What about port binding? Just luck of the draw, and everyone binds on what they want? Then they file a request for you to forward to the port they happened to grab? And they hope that they never lose the port due to a server reboot, or a service crash?
People could work in the environment you describe, but it would be miserable. And you (the server owner) would have to sink a massive amount of resources into maintenance. This isn't a shortcoming of the OS. It's a fundamental mismatch between the goal of sharing a server among many users and giving those users sufficient control to build what they need.
NixOS can handle situations like this. It enables per-user package management with deterministic, immutable installs. If multiple users install the same package, it only puts one copy on the system. Each user gets their own environment where they can customize the package without affecting the other users.
This sounds like a nice system. I'm just wondering how much of the core issue is really addressed.
ZFS also has real-time, block-level deduplication. This will dramatically cut down on the space usage when users install multiple different versions of the same package.
By combining all this, you can give every user their own nix store with its own set of packages and a quota as well as a minimum reservation of space. Deduplication will take care of all the wasted space from multiple users having the same/similar packages installed.
It would be trivial to do this with LXC too.
You can make process groups without making the container look like a VM ... BUT. That's hard and time consuming for little gain.
Closer to 6 decades, this is old hat for IBM mainframes.
For me the question is tho', why virtualize? And the answer I keep coming back to is that a) it is too hard to retrofit good manageability onto processes as the basic unit of applications and b) people are used to it, the idea of having 1 machine per app, when really it isn't cost effective to do that.
Desktop virtualization using the NX protocol and Linux containers is also really friendly. Our company uses old Pentium D boxes for desktops.
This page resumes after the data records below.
PR #14956, opened 2023-06-26
Update pandas calls to support pandas 2.x

### LINKED ISSUE #13339: Update integration libs for compatibility with pandas 2.0
### What's the use case?

Pandas 2.0 was released on 4/3/2023, the following libs exampled have been pinned at `pandas<2` and need to be updated for compatibility:

- assets-pandas-type-metadata
- assets-pandas-pyspark
- dagster-duckdb-pandas
- dagster-duckdb-pyspark
- dagster-gcp-pandas

### Ideas of implementation

_No response_

### Additional information

_No response_

smackesey:
## Summary & Motivation

Updates calls to pandas to support 2.x. Also maintains compatibility with later pandas 1.x releases. List of changes:

- Calls to `iteritems` now use `items` instead.
- Calls to `append` now use `concat` instead.

Both `iteritems` and `append` had been deprecated in Pandas 1.x so changing this call should maintain compatibility with at least more recent Pandas 1.x releases.

This PR also necessarily bumps our pyright pins to account for pandas 2. This introduces a number of new type errors that are due to stub errors. These errors are type-ignored in this PR, they should go away (and the unnecessary type-ignores flagged) when the stubs are fixed.

Resolves #13339 

## How I Tested These Changes

Existing test suite. Manually tested changed codepaths using venv with pandas 1.x.


smackesey:
* master
  * **PR #14956** <a href="https://app.graphite.dev/github/pr/dagster-io/dagster/14956" target="_blank">Graphite</a>  👈

This comment was auto-generated by [Graphite](https://app.graphite.dev/github/pr/dagster-io/dagster/14956?utm_source=stack-comment).

python_modules/libraries/dagster-duckdb-pyspark/dagster_duckdb_pyspark/duckdb_pyspark_type_handler.py
```diff
@@ -211,3 +213,12 @@ def type_handlers() -> Sequence[DbTypeHandler]:
     @staticmethod
     def default_load_type() -> Optional[Type]:
         return pyspark.sql.DataFrame
+
+
+# This is temporarily needed until pyspark supports converting timestamps properly to pandas 2.x.
+# See: https://stackoverflow.com/questions/76072664/convert-pyspark-dataframe-to-pandas-dataframe-fails-on-timestamp-column
+def _pyspark_df_to_pandas_df(df: pyspark.sql.DataFrame) -> pd.DataFrame:
```
smackesey, line 220: @sryza Pinging you for confirmation that this is OK and non-destructive, since I don't know pyspark at all.

Basically the call `df.toPandas()` fails with pandas 2 if the spark df contains a timestamp column, because of either a bug or just failure of pyspark to fully support pandas 2-- this function is a workaround that changes any pyspark df timestamp columns before the call to `df.toPandas` so that they are properly autoconverted.

jamiedemaria: duckdb also has support for direct ingestion from polars and pyarrow now (they didn't when this lib was written) so we could convert to a different table type if that makes more sense https://duckdb.org/docs/api/python/overview#dataframes

smackesey: I DMed sandy about this and he didn't know the answer. Then I investigated a bit more and I'm pretty sure this is not a clean conversion, it is ending up in duckdb as a string column instead of a timestamp.

> duckdb also has support for direct ingestion from polars and pyarrow now

Do you know if we can easily convert to one of these intermediate formats from pyspark (equivalent of `.toPandas()`)?

smackesey: @jamiedemaria thanks for your help, I got it to work by converting to arrow instead of pandas

PR #14957, opened 2023-06-26
[auto-materialize] Fix off-by-one error

OwenKephart:
## Summary & Motivation

This method returns the storage id of the latest record that has a different data version from what we saw last tick (if such a record exists).

Previously, we would compare the latest available record to the latest record that happened _before_ after_cursor (which will be the last storage id from last tick). However, this misses the correct record in cases where the last storage id from last tick is the record that we saw last tick.

This can happen if no materializations or observations occur in between successive observations of the same version.


sryza (approved):
is there a test we can write for this?

OwenKephart:
@sryza yep, just added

The performance gain from using a thin client + lxc + lubuntu is insane! I can actually watch youtube videos and draw in OpenOffice Writer. (Also great for disaster recovery scenarios).
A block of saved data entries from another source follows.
PR #222, opened 2020-01-15
Tweak Check Schedule

willronchetti:
- Changes `purge_download_tracking_items` to no longer bail when staging deploy is running
- Changes the above check to run every 10 mins
- Changes `change_in_item_counts` to run on the secondary morning check schedule


chalicelib/check_setup.json
```diff
@@ -110,7 +110,7 @@
         "title": "Change in item counts",
         "group": "Metadata checks",
         "schedule": {
-            "morning_checks": {
+            "morning_checks_2": {
```
netsettler: Why this rename?  Is this just a name or something semantic?

chalicelib/check_setup.json
```diff
@@ -756,7 +756,7 @@
         "title": "Process Download Tracking Items",
         "group": "System checks",
         "schedule": {
-            "hourly_checks": {
+            "ten_min_checks": {
```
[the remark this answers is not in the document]
willronchetti: Correct. If we want to keep this we need it running very regularly as we can only purge ~100 or so every run. If we do it every hour we will only delete ~2400 and on Cloudwatch I see tens of thousands being generated overnight. This change will allow us to at least purge ~15000 or so a day, which should help us keep up.

chalicelib/check_setup.json
willronchetti: `morning_checks_2` is actually a separate, unused schedule that is staggered from the regular `morning_checks`. You can see the schedule in `app.py`.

I use KVM/Qemu VMs at home and work(dev box), I have a dozen always running VMs. However, I started to read more and more about LXC containers, and still cannot grasp their importance... for example, I manage a few VPSs too, each has it's own purpose (web server, database), how could LXC help me?
Thank you in advance.
> to change the text of this page send 0.1 btc to 16JMNc3B5vCkuuPxNcNj388gmhP8UDKBuW
Well done, it didn't take more than 1 hour to someone find a loophole.